Goldstone spent some five years practically living alongside the heads of the five families he reports on — Maurice and Natalie Taylor, Britt Wilkinson, Kara Thompson, Michelle Simmons, and Celeste Walker. He doggedly documents their efforts to parent their children, find and keep jobs, and secure the one thing that just about every social scientist says is fundamental for a functioning family — housing.

Goldstone’s reporting shows with blinding clarity just how fragile that vital resource can be, especially for people who are a single expensive emergency away from living on the street, in a car, on a family member’s couch, or in an extended-stay motel.

When Celeste Walker’s mentally unwell ex-boyfriend burned down the East Point house she shared with her three children, she never imagined she could still be legally evicted from the charred remains that they’d left behind. Nevertheless, the Prager Group, the Atlanta-based investor that owned the property, had a county sheriff’s deputy post an eviction notice on the door, even noting it was “served to a fire damaged property.”

Although Walker had a job as a warehouse worker and was undergoing treatment for ovarian cancer, she was still branded with a “Scarlet E,” as Goldstone puts it, for missing rent payments on an uninhabitable home.

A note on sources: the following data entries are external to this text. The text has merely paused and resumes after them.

PR #8123, opened 2025-01-23
[ESI][XRT] Hostmem service: read side for XRT platform

teqdruid:
Implements the read side of the hostmem -- AXI4 bridge.


mortbopet (approved):
Python LGTM, but this is obviously highly XRT and AXI specific, so it'd be better if you could get someone more knowledgeable about that to review. Rubber stamping for progress.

Likewise, Kara Thompson, an EKG technician with dreams of running her own cleaning business, found herself wedged between her steering wheel and her crumpled-in driver’s side door after getting into an accident, because she fell asleep driving home from the graveyard shift at Grady Memorial Hospital. 

Saddled with hefty medical bills and unable to work, Thompson wound up squeezed into family members’ already cramped homes, desperate to find an on-ramp back to stability and normalcy.

Britt Wilkinson, a food service worker, “remembered her elation the day she’d won the [Section 8] voucher lottery and, two years later, her relief at having made it off the waiting list,” Goldstone writes of the single mother who finally secured a Section 8 rental assistance voucher from Atlanta Housing’s limited federal supply.

So when Wilkinson’s landlord told her that her lease would not be renewed because she’d had a houseguest who’d formerly been incarcerated, “she felt only dread.” She was thrown back into the dystopia of finding a landlord who would accept her Section 8 voucher in Atlanta’s high-priced rental housing market.

Goldstone writes: “In early July, Britt requested an extension from her AHA [Atlanta Housing] caseworker and was given an additional thirty days. She prayed for a last-minute miracle. But she didn’t get one. She wasn’t alone: that year, AHA issued 1,674 new housing vouchers; 1,055 expired before they could be used. If Britt hoped to receive another voucher, she would need to start the entire process over again.”

However nightmarish, these stories are not exceptional; they reflect the everyday instability many lower-income renters face as they navigate the rocky terrain of America’s housing affordability crisis. 

The National Alliance to End Homelessness this week urged Congress to reject Trump’s budget proposal for FY 2026, saying it would slash almost $40 billion from critical programs that get and keep people housed.

“That is a recipe for disaster,” said the group’s CEO, Ann Oliva, in a May 5 statement. “We know that these programs have been chronically underfunded for decades.” 

“This proposal represents the single greatest retreat from the federal government’s responsibility to end homelessness since the passage of the McKinney-Vento Act,” Oliva added. (The 1987 federal law ensures that unhoused children and youth can access free public education, regardless of their housing status.)

The National Low Income Housing Coalition raised similar concerns in its own May 5 statement, with comment from Senate Appropriations Vice Chair Patty Murray (D-WA): “This is a proposal to raise costs and make life harder — and worse — for working people in every part of the country,” the senator said.

Both nonprofits emphasized that Trump’s proposed HUD cuts would cause the nation’s homeless populations to skyrocket. Goldstone’s book lends the crucial human perspective that Congress must recognize before making decisions that will upend the lives of countless Americans.